Task description → Below are lines of data; count those that contain "might" and give the total alone.

Input material →
*** Begin section ***

PR #1046, opened 2025-01-23
offlineshadercompiler: shaderdump no longer implies rebuild

brakhane:
When testing the zstd vs zlib compression the constant rebuilding took a lot of time, so I thought it might be a good idea to not require a full rebuild when using shaderdump.

A few short tests indicate that it does indeed work correctly, though there might be some weird edge case I didn't consider.

Hopefully, this will allow us in the future to speed up builds of PRs even more, but currently I can't think of a reliable way, as two separate PRs might modify different shaders.

This PR doesn't affect the github builds, as those are using "rebuild" explicitly, and also start with a clean slate every time.


turanszkij (approved):

turanszkij:
Should be fine with your solution I think.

*** End section ***

Response area → 3